**Exercise objective**
The answer must consist of each line below that contains the string "validate".

**Exercise data**
PR #3605, opened 2024-12-17
Improve block building and verification logging

StephenButtolph:
## Why this should be merged

Makes debugging issues easier.

## How this works

Adds logs and formats errors.

## How this was tested

N/A

No.

### DIFF
--- a/vms/components/gas/state.go
+++ b/vms/components/gas/state.go
@@ -5,6 +5,7 @@ package gas
 
 import (
 	"errors"
+	"fmt"
 	"math"
 
 	safemath "github.com/ava-labs/avalanchego/utils/math"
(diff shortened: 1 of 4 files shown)


vms/components/gas/state.go
```diff
@@ -44,7 +45,7 @@ func (s State) AdvanceTime(
 func (s State) ConsumeGas(gas Gas) (State, error) {
 	newCapacity, err := safemath.Sub(uint64(s.Capacity), uint64(gas))
 	if err != nil {
-		return State{}, ErrInsufficientCapacity
+		return State{}, fmt.Errorf("%w: capacity (%d) < gas (%d)", ErrInsufficientCapacity, s.Capacity, gas)
```
aaronbuchwald, line 48: ❤️

vms/platformvm/block/builder/builder.go
```diff
@@ -355,6 +355,9 @@ func buildBlock(
 		)
 	}
 	if err != nil {
+		builder.txExecutorBackend.Ctx.Log.Warn("failed to pack block transactions",
+			zap.Error(err),
+		)
```
aaronbuchwald, line 360: Note: engine will log at debug, but not warn level since block build failures can happen regularly if the VM cleared its mempool and decides not to produce an empty block.

aaronbuchwald (approved):

iansuvak (approved):

PR #3606, opened 2024-12-17
Pass the nodeID downstream of acp118 verifier

tsachiherman:
## Why this should be merged

Adding the previously verified source of a message allow us to cross-validate the application level signature.

## How this works

Add the nodeID to the verifier interface and pass it along.

## How this was tested

Unit test was updated to validate the correctness of the code.

No.


network/p2p/acp118/handler_test.go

**Written solution**
Adding the previously verified source of a message allow us to cross-validate the application level signature.
Unit test was updated to validate the correctness of the code.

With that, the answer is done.